# Frage zum Umgang mit DB-Daten



## WeirdAl (25. Apr 2007)

Huhu,
ich weiß, dass der Threadtitel nicht gerade gut gewählt ist . Jedoch stehe ich vor einem "Denkproblem". Ich stelle gerade die DB Anbindung meines Webprojekts von direkten Zugang via JDBC auf Hibernate um und komme ins Grübeln.

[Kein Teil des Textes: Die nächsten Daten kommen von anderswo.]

PR #356, opened 2025-12-25
enhance: Introduce s3_extend to provide extensibility outside the filesystem

jiaqizho:
This commit completely removes `ExtendFileSystem` and modifies the S3 file system's handling of metadata.

- Metadata now allows callers pass the custom metadata, which will be automatically added to headers.
- Since AWS-SDK metadata is set via method calls rather than a map, The `MetadataSetters` now use SFINAE to determine which metadata can be set for different types of requests.

The `s3_extend` leverages metadata to extend the functionality provided by the S3 file system, such as conditional writes and other features.

- Core invariant: conditional-write behavior is moved from a runtime-only interface (ExtendFileSystem + dynamic_cast) to a metadata-driven model — callers provide KeyValueMetadata and the library detects request-level metadata setters (SFINAE-based MetadataSetters) and provider type via GetFileSystemTypeName(); open_condition_write_output_stream() injects provider-specific conditional headers and delegates to OpenOutputStream(path, metadata).

- Removed/simplified logic: eliminated ExtendFileSystem, IsExtendFileSystem(), OpenConditionalOutputStream(), ConditionalOutputStream class, and runtime dynamic_cast checks. These were redundant because all conditional-write semantics can be expressed as metadata sent with standard OpenOutputStream calls; open_condition_write_output_stream centralizes provider branching and reuses the existing filesystem API instead of extending class hierarchies.

- No data loss or regression: SetObjectMetadata now preserves known keys via detected setters and preserves unknown keys by calling SetAdditionalCustomHeaderValue so all caller metadata is forwarded. Multipart upload finalization uses SetMetadataInRequest so metadata persists through completion. Transactional conditional-write tests and error mappings remain (first conditional write succeeds; subsequent writes fail and surface AlreadyExists), preserving prior observable behavior.

- New capability: s3_extend (open_condition_write_output_stream + SFINAE MetadataSetters) enables caller-provided, provider-specific extensions outside filesystem implementations (e.g., AWS If-None-Match, GCP x-goog-if-generation-match, Tencent/Aliyun overwrite-forbid headers, Azure If-None-Match) by augmenting metadata passed to OpenOutputStream — adding extensibility without changing filesystem class hierarchies.

### DIFF
--- a/cpp/include/milvus-storage/common/config.h
+++ b/cpp/include/milvus-storage/common/config.h
@@ -19,13 +19,12 @@
 namespace milvus_storage {
 
 // current config will be used in packed writer/reader layer
-// TODO: will move it to properties.h in the future
-static constexpr int64_t DEFAULT_MAX_ROW_GROUP_SIZE = 1024 * 1024;  // 1 MB
+inline constexpr int64_t DEFAULT_MAX_ROW_GROUP_SIZE = 1024 * 1024;  // 1 MB
 
 // Default number of rows to read when using ::arrow::RecordBatchReader
-static constexpr int64_t DEFAULT_READ_BATCH_SIZE = 1024;
-static constexpr int64_t DEFAULT_READ_BUFFER_SIZE = 16 * 1024 * 1024;   // 16 MB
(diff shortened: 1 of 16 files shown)


tinswzy (approved):
/lgtm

Ich habe zwei Tabellen a) User (pk:id,.....) und b) Briefmarken (pk:id,....). Normalerweise würde ich durch Fremdschlüssel eine Beziehung von User<->Briefmarken setzen und in einer dritten Tabelle die ids der Tabellen a und b über FKs abspeichern. 
Jedoch habe ich bislang einfach immer aus der DB die Daten direkt gelesen und geschrieben. Ich halte in meinem Projekt das Nutzerobjekt im Speicher und greife dann über die User-id direkt auf die Daten aus der Tabelle b) zu.
Jetzt wollte ich das umstellen, quasi in Hibernate eine one-to-many bzw. many-to-many Beziehung "einführen", aber jetzt komme ich zu meinem eigentlichen Denkproblem.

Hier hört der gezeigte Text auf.